Sunday, 29 September 2013

Buffy the Vampire Slayer: The Body

“I don't understand. I don't understand how this all happens. How we go through this. I mean I knew her, and then she's, there's just a body, and I don't understand why she can't just get back in it and not be dead any more. It's stupid. It's mortal and stupid, and, and Xander's crying and not talking, and I was having fruit punch and I thought, well, Joyce will never have any more fruit punch, ever. And she'll never have eggs, or yawn, or brush her hair, not ever and no one will explain to me why."

Ok, deep breath. I can do this. Even though this episode hurts so much. DAMN YOU, WHEDON!

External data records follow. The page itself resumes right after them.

Issue #38, opened 2024-06-04
Windows support


elcuco:
This is a meta issue to track all the issues needed for a Windows support.

Goals:

1.  We aim to support clang-cl. This is the first priority.
2. Later on, cl, from 2022. This is a very low priority.
3. If we manage to get some mingw toolchain to compile the program - I am happy. But this is not a goal

Problems:

- [ ] Some compiler flags are not compatible with clang-cl. 
- [ ] We need to pull code from previous attempts of this kind of work. 

Please do not comment on this issue unless you have something to contribute. This issue is one of the boss-issues - it will take time. Problems and goals will change, nothing is written in stone, provide code if you can.

asutoshvariar:
Could std::chrono be used as a replacement for the POSIX-only sys/time.h, as it's present in the C++ 20 standard?

ADKaster:
We have a patch hiding in one of those mentioned branches to make AK::Time and AK::Duration work well on windows, so that's not an issue at the moment.

seanmiddleditch:
> [[no_unique_address]] not supported (am I using a wrong compiler? I use MSVC 2022 and its clang-cl)

A separate `msvc::no_unique_address` attribute must currently be used instead for ABI reasons: https://devblogs.microsoft.com/cppblog/msvc-cpp20-and-the-std-cpp20-switch/#msvc-extensions-and-abi

This is true in clang-cl too, using a recent-enough version: https://github.com/llvm/llvm-project/pull/65675

R-Goc:
Why find an alternative to fontconfig? It works on windows and even compiles with clang-cl. It needs to have config files shipped for it as windows doesn't provide any. It is used in GIMP for example.

niutech:
Have anyone tried to build Ladybird in Cygwin? It provides some POSIX compliance for Windows.

ADKaster:
As stated in the first post of the issue, Cygwin and Mingw are not a goal. Native windows with clang-cl and wsl2 with wslg are the only two configurations we will support in this repository.

R-Goc:
Maybe a github discussions tab, or other way of collaboration could be opened to avoid spamming this tracking issue. This will need more work. (Also how to get cmake to find ICU data?)

bojantorbica:
[...]

PR #5981, opened 2025-08-24
CMake+LibWebView+LibRequests+RequestServer+WebContent: Add ability to launch Ladybird and load web pages on Windows

ayeteadoe:
This is the work that allows us to launch Ladybird with the Qt UI framework on Windows and load web pages.

Main things that still need to be addressed:

- [ ] Fix WebContent process from crashing on IPC shutdown requests. When in `Web::HTML::Navigable::navigate()`, before requesting and loading the web page, the query to `PageClient::is_url_suitable_for_same_process_navigation()` instructs us to shutdown the current WebContent process and load the URL on a new process. The IPC call eventually invokes `ViewImplementation::create_new_process_for_cross_site_navigation()`, but we crash in `PosixSocketHelper::close()` for which means we never gracefully shutdown. This causes us to never actually send the request (still need to investigate thje root cause, but my breakpoints don't get hit in any RequestServer code when the behaviour is active).
- [ ] Fix HTTP(S) Request instability. For some reason periodically (~70% of the time), HTTP(S) requests seem to fail in such a way that crashes the Browser UI process. I haven't investigation in much depth yet, but seems like it is due to an unknown network error that isn't handled and ends up calling VERIFY_NOT_REACHED() when converting error types in the `on_buffered_request_finished` callback for `Web::ResourceLoader::load()`. So might be more Windows-specific curl request configuration/response handling needed.

#### Loading a web page from a `file://` request
ladybird_windows_file_requests

#### Loading a web page from a `http://` request

ladybird_windows_http_requests

#### Loading a web page from a `https://` request

ladybird_windows_load_https


Services/WebContent/PageClient.cpp
```diff
@@ -120,9 +120,15 @@ bool PageClient::is_connection_open() const
     return client().is_open();
 }
 
-bool PageClient::is_url_suitable_for_same_process_navigation(URL::URL const& current_url, URL::URL const& target_url) const
+bool PageClient::is_url_suitable_for_same_process_navigation([[maybe_unused]]URL::URL const& current_url, [[maybe_unused]] URL::URL const& target_url) const
 {
+#if defined(AK_OS_WINDOWS)
+    // FIXME: Attempting to request a new process for navigation causes the existing WebContent process to crash, which results in the actual request to not be initiated in the first place.
+    //  Note that this crash occurs for any type of request to shutdown (e.g. manually closing a tab). The Winsock2 error code seems to be WSANOTINITIALISED, so seems to be related to our init/cleanup of WinSock implementation
```
ayeteadoe: FYI @stasoid in case you have any idea off the top of your head, I haven't started to look into this deeply yet.

Libraries/LibWebView/Utilities.cpp
```diff
@@ -112,7 +112,7 @@ ErrorOr<Vector<ByteString>> get_paths_for_helper_process(StringView process_name
     auto application_path = TRY(application_directory());
     Vector<ByteString> paths;
 
-#if !defined(AK_OS_MACOS) && !defined(AK_OS_WINDOWS)
+#if !defined(AK_OS_MACOS)
     auto prefix = find_prefix(LexicalPath(application_path));
     TRY(paths.try_append(LexicalPath::join(prefix.string(), libexec_path, process_name).string()));
```
ADKaster, line 117: surely libexec isn't a thing on windows?

Shouldn't the helpers be in the same directory as the Ladybird.exe file? Is application_directory() returning one up from where it should?

Meta/CMake/sanitizers.cmake
```diff
@@ -13,6 +13,7 @@ if (ENABLE_ADDRESS_SANITIZER)
         link_libraries(clang_rt.asan_dynamic-x86_64.lib -wholearchive:clang_rt.asan_dynamic_runtime_thunk-x86_64.lib)
         get_clang_resource_dir(CLANG_RESOURCE_DIR)
         file(COPY "${CLANG_RESOURCE_DIR}/lib/windows/clang_rt.asan_dynamic-x86_64.dll" DESTINATION "${CMAKE_BINARY_DIR}/bin")
+        file(COPY "${CLANG_RESOURCE_DIR}/lib/windows/clang_rt.asan_dynamic-x86_64.dll" DESTINATION "${CMAKE_BINARY_DIR}/libexec")
```
ADKaster: 🤔 or I guess we are using libexec? Is that... normal?

Services/ImageDecoder/CMakeLists.txt
```diff
@@ -24,3 +24,13 @@ target_include_directories(imagedecoderservice PRIVATE ${LADYBIRD_SOURCE_DIR}/Se
 
 target_link_libraries(ImageDecoder PRIVATE imagedecoderservice LibCore LibMain LibThreading)
 target_link_libraries(imagedecoderservice PRIVATE LibCore LibGfx LibIPC LibImageDecoderClient LibMain LibThreading)
+
+if (WIN32)
+    add_custom_command(TARGET ImageDecoder POST_BUILD
```
ADKaster: there's a helper for this that should be used instead

Services/RequestServer/ConnectionFromClient.cpp
```diff
@@ -488,7 +491,20 @@ void ConnectionFromClient::start_request(i32 request_id, ByteString method, URL:
                 return;
             }
 
+        // FIXME: Should we create an abstraction here (e.g. RequestStream?) for the RequestServer read/write fds creation and response data writes?
```
ADKaster: >should we create an abstraction here

yes

Libraries/LibRequests/Request.cpp
```diff
@@ -37,8 +37,13 @@ void Request::set_request_fd(Badge<Requests::RequestClient>, int fd)
     VERIFY(m_fd == -1);
     m_fd = fd;
 
-    auto notifier = Core::Notifier::construct(fd, Core::Notifier::Type::Read);
+#if defined(AK_OS_WINDOWS)
```
ADKaster: answered by the comment on the fixme in the previous commit, but... 

would be nice to hide this ifdef soup in a helper class outside of this method.

Meta/CMake/sanitizers.cmake
R-Goc: no definitely not normal convention

Libraries/LibWebView/Process.cpp
```diff
@@ -89,7 +81,16 @@ ErrorOr<Optional<pid_t>> Process::get_process_pid(StringView process_name, Strin
         TRY(Core::System::unlink(pid_path));
         return OptionalNone {};
     }
-    if (kill(*pid, 0) < 0) {
+    bool const process_not_found = [&pid]() {
```
R-Goc, line 84: How is the code above here meant to work? Windows doesn't have a pid_path concept.

ADKaster: The pid path is just a normal file with a process ID in it that we write ourselves as a janky single-instance measure. Presumably on Windows we should use some app-specific uuid or something but that's way out of scope for initial bringup

Libraries/LibWebView/Utilities.cpp
ayeteadoe: Yeah everything should be in `bin`, I didn't bother fixing that up front in case we didn't care, but I'll adjust the CMake infra to remove `libexec` on Windows which will replace that commit that copies the ASAN DLL to libexec

Services/ImageDecoder/CMakeLists.txt
ayeteadoe: Ah yeah thanks I forgot I added that, this was all done before that change was made in that initial test-web PR

Services/WebContent/PageClient.cpp
stasoid: I don't think I saw this error, this is something new.

R-Goc: Not sure if relevant to this specifically but I just got this from application verifier:
```
VERIFIER STOP 000000000000E100: pid 0x10D0: Illegal networking API called from DllMain 

	00007FFDB4800410 : Networking function being called from DllMain
	000001A886064FD4 : Name of Dll making invalid call if not NULL
```
relevant stack frame:
```
03 00007ffd`c563e716     : 00000000`00000007 00000000`00000000 00000027`c9dff590 00000027`c9dffa30 : lagom_coreminimal!Core::System::init_crt_and_wsa+0x28 [D:\lib\ladybird\Libraries\LibCore\SystemWindows.cpp @ 35] 
04 00007ffd`9b7d0fb6     : 00000000`00000000 00000027`c9dff590 00000027`c9dffa30 00000000`00000001 : ucrtbase!initterm+0x36
05 00007ffd`9b7d119b     : 00000000`00000001 00000027`c9dffa30 000001a8`81676f00 00000000`00000001 : lagom_coreminimal!dllmain_crt_process_attach+0x9a [D:\a\_work\1\s\src\vctools\crt\vcstartup\src\startup\dll_dllmain.cpp @ 66] 
06 00007ffd`ad390ec4     : 00007ffd`9b7c0000 00000000`00000001 00000027`c9dffa30 000001a8`81678fb0 : lagom_coreminimal!dllmain_dispatch+0x6f [D:\a\_work\1\s\src\vctools\crt\vcstartup\src\startup\dll_dllmain.cpp @ 276] 
```

R-Goc: Right, more info on discord, but since we have a dynamic build as each library gets loaded with LoadLibrary the constructors for static variables are called from within the automatically created DllMain. Since we do WSAStartup as part of a static variable construction we are asking for issues, same with the call to that crt function. WSAStartup even comes with a warning about it, but the list of things we cannot do in these is significantly longer. As we don't know if CRT is initialized or not.

ayeteadoe:
So for the HTTP(S) request instability, it looks like this is actually an issue at the IPC layer. I've confirmed every attempt I've tried (even when we crash) has `CURLE_OK` and we invoke `async_request_finished()` with an empty `Optional<Requests::NetworkError>`. I also confirmed that `RequestFinished::static_encode()` encodes the network error as an empty Optional, but immediately after in `RequestFinished::decode()` the Optional network error ends up being set with a garbage enum value.  I don't see any obvious issues with how `Optional<T>` is implemented in `IPC::Encoder/Decoder` and switching using a non-optional enum with an extra entry for Success still resulted in a garbage value being decoded, so maybe something during transport is corrupting the stream?

Services/WebContent/PageClient.cpp
ayeteadoe: Yeah the static init calling `WSAStartup` (and lackof `WSACleanup`?) was the initial thing I was assuming was causing the `WebContent` crash on shutdown issue. Moving the `WSAStartup/Cleanup()` calls to `LibMain` fixed the crash due to `WSANOTINITIALISED` when calling `closesocket()`; however, that was just the first layer of the onion and there is more to fix to stop crashing on shutdown:

1. `System::is_socket()` is returning false for some socket FDs and we end up trying to call `CloseHandle()` on them
2. A rough hack I tried to get past that issue now has us crashing in skia DLL which I haven't investigated at all yet

ayeteadoe:
So to try and confirm if data was getting corrupted during transport and not an issue with encoding/decoding, I switched the `network_error` field to not be the last thing encoded in the IPC message stream as so far I had never noticed any corruption in the other fields:

<details>

<summary>requestfinished_ipc_field_swap.patch</summary>

```patch
diff --git a/Libraries/LibRequests/RequestClient.cpp b/Libraries/LibRequests/RequestClient.cpp
index e07427c75f..54741a5450 100644
--- a/Libraries/LibRequests/RequestClient.cpp
+++ b/Libraries/LibRequests/RequestClient.cpp
@@ -73,7 +73,7 @@ bool RequestClient::set_certificate(Badge<Request>, Request& request, ByteString
     return IPCProxy::set_certificate(request.id(), move(certificate), move(key));
 }
 
-void RequestClient::request_finished(i32 request_id, u64 total_size, RequestTimingInfo timing_info, Optional<NetworkError> network_error)
+void RequestClient::request_finished(i32 request_id, Optional<NetworkError> network_error, RequestTimingInfo timing_info, u64 total_size)
 {
     RefPtr<Request> request;
     if ((request = m_requests.get(request_id).value_or(nullptr))) {
diff --git a/Libraries/LibRequests/RequestClient.h b/Libraries/LibRequests/RequestClient.h
index 5c74e3edd7..0e4aad1a1c 100644
--- a/Libraries/LibRequests/RequestClient.h
+++ b/Libraries/LibRequests/RequestClient.h
@@ -45,7 +45,7 @@ private:
     virtual void die() override;
 
     virtual void request_started(i32, IPC::File) override;
-    virtual void request_finished(i32, u64, RequestTimingInfo, Optional<NetworkError>) override;
+    virtual void request_finished(i32, Optional<NetworkError>, RequestTimingInfo, u64) override;
     virtual void certificate_requested(i32) override;
     virtual void headers_became_available(i32, HTTP::HeaderMap, Optional<u32>, Optional<String>) override;
 
diff --git a/Services/RequestServer/ConnectionFromClient.cpp b/Services/RequestServer/ConnectionFromClient.cpp
index 2d947e44e7..dcb02e2877 100644
--- a/Services/RequestServer/ConnectionFromClient.cpp
+++ b/Services/RequestServer/ConnectionFromClient.cpp
@@ -473,13 +473,13 @@ void ConnectionFromClient::start_request(i32 request_id, ByteString method, URL:
         ->when_rejected([this, request_id](auto const& error) {
             dbgln("StartRequest: DNS lookup failed: {}", error);
             // FIXME: Implement timing info for DNS lookup failure.
-            async_request_finished(request_id, 0, {}, Requests::NetworkError::UnableToResolveHost);
+            async_request_finished(request_id, Requests::NetworkError::UnableToResolveHost, {}, 0);
         })
         .when_resolved([this, request_id, host = move(host), url = move(url), method = move(method), request_body = move(request_body), request_headers = move(request_headers), proxy_data](auto const& dns_result) mutable {
             if (dns_result->is_empty() || !dns_result->has_cached_addresses()) {
                 dbgln("StartRequest: DNS lookup failed for '{}'", host);
                 // FIXME: Implement timing info for DNS lookup failure.
-                async_request_finished(request_id, 0, {}, Requests::NetworkError::UnableToResolveHost);
+                async_request_finished(request_id, Requests::NetworkError::UnableToResolveHost, {}, 0);
                 return;
             }
 
@@ -752,7 +752,7 @@ void ConnectionFromClient::check_active_requests()
                 }
             }
 
-            async_request_finished(request->request_id, request->downloaded_so_far, timing_info, network_error);
+            async_request_finished(request->request_id, network_error, timing_info, request->downloaded_so_far);
         }
 
         request->notify_about_fetching_completion();
diff --git a/Services/RequestServer/RequestClient.ipc b/Services/RequestServer/RequestClient.ipc
index 12d39bd055..d6f397f332 100644
--- a/Services/RequestServer/RequestClient.ipc
+++ b/Services/RequestServer/RequestClient.ipc
@@ -6,7 +6,7 @@
 endpoint RequestClient
 {
     request_started(i32 request_id, IPC::File fd) =|
-    request_finished(i32 request_id, u64 total_size, Requests::RequestTimingInfo timing_info, Optional<Requests::NetworkError> network_error) =|
+    request_finished(i32 request_id, Optional<Requests::NetworkError> network_error, Requests::RequestTimingInfo timing_info, u64 total_size) =|
     headers_became_available(i32 request_id, HTTP::HeaderMap response_headers, Optional<u32> status_code, Optional<String> reason_phrase) =|
 
     // Websocket API

```


The above is the non-generated code changes, which makes the generated encode/decode now look like this:
```cpp
    static ErrorOr<NonnullOwnPtr<RequestFinished>> decode(Stream& stream, Queue<IPC::File>& files)
    {
        IPC::Decoder decoder { stream, files };
        auto request_id = TRY((decoder.decode<i32>()));
        auto network_error = TRY((decoder.decode<Optional<Requests::NetworkError>>()));
        auto timing_info = TRY((decoder.decode<Requests::RequestTimingInfo>()));
        auto total_size = TRY((decoder.decode<u64>()));
        return make<RequestFinished>(move(request_id), move(total_size), move(timing_info), move(network_error));
    }

    static ErrorOr<IPC::MessageBuffer> static_encode(i32 request_id, u64 total_size, Requests::RequestTimingInfo const& timing_info, Optional<Requests::NetworkError> const& network_error)
    {
        IPC::MessageBuffer buffer;
        IPC::Encoder stream(buffer);
        TRY(stream.encode(ENDPOINT_MAGIC));
        TRY(stream.encode((int)MessageID::RequestFinished));
        TRY(stream.encode(request_id));
        TRY(stream.encode(network_error));
        TRY(stream.encode(timing_info));
        TRY(stream.encode(total_size));
        return buffer;
    }

```

</details>


 And when I did that, there were a few observations leading me to believe something in `TransportWindows` is probably not right:
 1. For the field that is now encoded and decoded last (`u64 total_size`), I have not seen a single attempt when debugging where the decoded value was the same as what we encoded. It always comes out as some garbage number.
 2. After over 20 tries in a row of loading the demo web pages from HTTP(S) requests above, I have not crashed or observed the `Optional<NetworkError>` issue at all. Before this, I would've been lucky to get 20-30% page load requests without crashing.
 
So this explains why seemingly at random the `Optional<NetworkError>` would get decoded as being initialized with a garbage enum value, as the data from the last field seemingly always was corrupted so how the bytes actually got interpreted when decoding the `Optional<NetworkError>` never matched it's original state.

@stasoid So looks like there may be something fishy with how the [write, read, or both is happening in TransportSocketWindows](https://github.com/LadybirdBrowser/ladybird/blob/master/Libraries/LibIPC/TransportSocketWindows.cpp#L53-L205). What I might try next is adding a CRC32C-based checksum (temporarily for debugging) to the MessageHeader to see if the problem is in fact at this layer and data is corrupted, but do you see anything that sticks out in the current impl? No worries if not as I can try to dig in and investigate further as I haven't looked at this code in depth yet.

stasoid:
The only idea I have is that maybe the recent changes to catch up with the Linux version introduced the error, but that's just a shot in the dark. That code has some boundary checks: `index + sizeof(MessageHeader) <= m_unprocessed_bytes.size()`.

Services/WebContent/PageClient.cpp
ayeteadoe: Okay, turns out the LibMain fix and then avoiding the usage of `System::is_socket()` in `PosixSocketHelper::close()` was all that was needed. Pushed up the 2 commits that fix things and removed the  temporary `PageClient` commit as HTTP(S) page loading in a newly requested WebContent process is now working.

Libraries/LibCore/SystemWindows.cpp
```diff
@@ -27,19 +27,14 @@ static void invalid_parameter_handler(wchar_t const*, wchar_t const*, wchar_t co
...
-    int rc = WSAStartup(version, &wsa);
-    VERIFY(!rc && wsa.wVersion == version);
-
     // Make _get_osfhandle return -1 instead of crashing on invalid fd in release (debug still __debugbreak's)
     _set_invalid_parameter_handler(invalid_parameter_handler);
     return 0;
 }
 
-static auto dummy = init_crt_and_wsa();
+static auto dummy = init_crt();
```
R-Goc: Are you sure this is fine? Calling CRT functions during during CRT init and DllMain is generally considered unsafe. To be sure can we move it to where WSA init is now? Testing on my machine I just moved the whole function to libmain and called it there.

ayeteadoe: I was just focused on the WinSock2 problem, but I'll create a separate commit to split this out too

ayeteadoe: Ah actually, I'll need to re-work this a bit given LibTest does not use LibMain. Windows CI should fail for TestLibCoreStream, but going to let it run to save the build caches before pushing up the fix

ayeteadoe:
@stasoid I found the issue! I was able to confirm that the bytes being sent over were fine, plus if there was a bug in transport then pretty much every IPC call should've been failing, not just this one. After more playing around with the content that was encoded/decoded, I noticied the reason my initial encoding/decoding order switch worked was because I moved the `Optional<NetworkError>` to be decoded _**before**_ the `RequestTimingInfo` struct was encoded/decoded.

And sure enough, if you look at how we [IPC encode/decode the RequestTimingInfo struct](https://github.com/LadybirdBrowser/ladybird/blob/master/Libraries/LibRequests/RequestTimingInfo.h#L16-L75), we encode with `i64`s (8 bytes), but decode with `long`s (8 bytes on 64-bit Unix, but 4 bytes on Windows). So no wonder requests succeeding felt like RNG 😅 

Once I fixed that, the HTTP(S) requests became stable and we no longer crash 70-80% of the time

Libraries/LibTest/TestMain.cpp
```diff
@@ -18,13 +21,20 @@ int TEST_MAIN(int argc, char** argv)
         return 1;
     }
 
+#if defined(AK_OS_WINDOWS)
+    windows_init();
```
R-Goc, line 25: I was actually thinking about what to do with tests and the invalid parameter handler. We might still want it to break even in release modes for tests.

stasoid:
Nice, shooting yourself in the foot with a long shotgun. Classic C(++).

diegoiast:
wow... impressive! once this gets merged, I am so closing https://github.com/LadybirdBrowser/ladybird/issues/38

At that stage, Win64 support at the same level as Linux/macOS. Respect! nicely done!

R-Goc:
> At that stage, Win64 support at the same level as Linux/macOS. Respect! nicely done!

While the optimism is nice to see, we are still quite far away from the same level of support. Both at the technical level and the dev time dedicated to windows.

UI/Qt/CMakeLists.txt
```diff
@@ -16,10 +16,10 @@ target_sources(ladybird PRIVATE
     ladybird.qrc
 )
 target_link_libraries(ladybird PRIVATE Qt::Core Qt::Gui Qt::Widgets)
-lagom_copy_runtime_dlls(ladybird)
 create_ladybird_bundle(ladybird)
 
 if (WIN32)
+    lagom_windows_bin(ladybird)
```
sakgoyal, line 22: I don't understand CMake well, but would changing this to `_bin(Ladybird)` (capital L) be better? 
that way you dont need to patch the `ladybird.py` for windows.

ayeteadoe: The actual target is `ladybird` (see [target declaration](https://github.com/LadybirdBrowser/ladybird/blob/master/UI/Qt/CMakeLists.txt#L1)), so in CMake-land we use `ladybird`. If you look at [how ladybird.py builds](https://github.com/LadybirdBrowser/ladybird/blob/master/Meta/ladybird.py#L336), it is just invoking `ninja`, not `cmake --build`.

The `Ladybird` alias target is possible to begin with due to [us setting the output name to Ladybird](https://github.com/LadybirdBrowser/ladybird/blob/master/UI/CMakeLists.txt#L5). On Unix, ninja will properly recognize `Ladybird` and map it to the actual `ladybird` target; however, it won't do that on Windows.

<details>
<summary>Here are some details showing what is happening</summary>

Here is a minimal repro of the scenario:
```
cmake_minimum_required(VERSION 3.25)

project(cmake-ninja-test)

add_executable(foobar main.cpp)

set_target_properties(foobar PROPERTIES
    OUTPUT_NAME "Foobar"
)

```

On Unix, the following will work:
```
cmake -G Ninja -S . -B build
ninja -C build Foobar
```

On Windows, we get:
```
ninja: error: unknown target 'Foobar', did you mean 'foobar'?
ninja: Entering directory `build'
```

Probably due to the difference that the actual output binary on Windows is `bin\Ladybird.exe` not `bin/Ladybird` so ninja can't map it? Not 100% sure there.

</details>

ayeteadoe:
While the work here is complete, I'm drafting this for now as I'm going to split out a couple of the simple commits here that don't require/benefit from the general "Support Ladybird on Windows" context into standalone PRs. Once those are merged I'll mark this as ready for review again.

AK/Windows.h
```diff
@@ -18,4 +20,40 @@
...
+    VERIFY(rc == 0 && wsa.wVersion == version);
+}
+
+inline void terminate_wsa()
+{
+    int rc = WSACleanup();
+    VERIFY(rc == 0);
+}
+
+static void invalid_parameter_handler(wchar_t const*, wchar_t const*, wchar_t const*, unsigned int, uintptr_t)
```
ADKaster, line 39: static function in a header is no bueno -- even if it's empty.

It makes sense for these methods to be explicitly included into their respective main()s, but having them inline in each TU that has AK/Windows.h feels meh.

Non-blocking comment for sure though.

ADKaster (approved):
Verified this works on google.com and ladybird.org with

VS 2022 Version 17.14.19
clang version 19.1.5

The scrolling perf on ladybird.org is atrocious, and the default font makes no sense, but this PR has been open forever and works so let's go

Joss himself write and directs, and sets such a sombre and unsettling mood, in large part through the extended use of silences to convey not only grief but also the awkwardness of not knowing what to do, what is socially acceptable, and to what extent we should broadcast our feelings when we lose a loved one. The scoobies are all young and just feeling their way through all this, and the episode consists, McLuhan-like, in characters not communicating and being incapable of reconciling their feelings, their feeling about how they should be feeling, and whatever the rules are supposed to be when the sky falls in. One theme of this episode is the silliness, and simultaneously the necessity of social conventions at times of extreme emotion. Anya may provide the comic relief in breaking these rules, but at least she’s being herself. This contrasts with Xander’s lack of eloquence as he punches the wall and Willow’s displaced distress over what to wear.

Another deep breath. New paragraph. And hopefully a shorter one.

The opening scenes are brutal, presenting Buffy and the viewer with a body, an object, that is not Joyce. We feel for Buffy in the eternity before the paramedics arrive and both we and her are punched in the face with the brutality of the language they use: ”Try not to disturb the body”. Even more brutal is Buffy having to break the news to Dawn. We know what’s coming as we see Dawn in her art class, adrift in the everyday concerns of a teenage girl, and as we hear her teacher speak of “The negative space around the object”. That’s a fair description of what this episode is about if ever I saw one.

We cut to scenes of the scoobies’ silent reactions to the news. We are not used to seeing them so helpless and distressed, but this is nothing so manageable as a monster. Death by natural causes is the most harrowing thing that has ever happened in Buffy, and it hits everything like a train. No one reacts well. No one really knows how to. Except Tara, who has experience bereavement before, and who seems less awkward with Buffy than before.  No one can cope with the lack of a simple linear cause or, in the case of Buffy, with not being able to know for certain that there is nothing she could have done.

Her mother “probably” didn’t suffer. Probably. Such a cruel word.